EXERCISE DESCRIPTION: If a line in the records below contains "require", copy that line.

LISTED ENTRIES: Begin

PR #1488, opened 2018-03-26
Notification fixes

wyattjoh:
## What does this PR do?

- When a comment reply is not visible, it will not trigger a
notification email.
- When a comment is approved/accepted, we'll check to see if the comment
was visible before, if not, we'll delegate to the new reply notification
handler to possibly send a notification email.

## How do I test this PR?

1. Create a user account that has "notifications on replies" turned on.
2. Create a comment.
3. Create a second user account, and reply to that comment with a banned word, notice the lack of email notification?
4. Approve that rejected comment from the admin, notice the new email in your inbox ;)

### DIFF
--- a/plugins/talk-plugin-notifications-category-reply/index.js
+++ b/plugins/talk-plugin-notifications-category-reply/index.js
@@ -2,6 +2,12 @@ const { get } = require('lodash');
 const path = require('path');
 
 const handle = async (ctx, comment) => {
+  // Check to see if this reply is visible.
+  if (!comment.visible) {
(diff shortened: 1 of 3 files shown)


alinhle (dismissed):
Code looks good, I had no chance to test it though

okbel (approved):

mkonikov:
Does this also affect notifications from users you ignored? (e.g. you wouldn’t get a notification about a reply from a user you ignored)

wyattjoh:
Great question @mkonikov, I think it does not! I'll file a bug for that. Great catch! 🎉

LISTED ENTRIES: End

RESULT:
@@ -2,6 +2,12 @@ const { get } = require('lodash');
 const path = require('path');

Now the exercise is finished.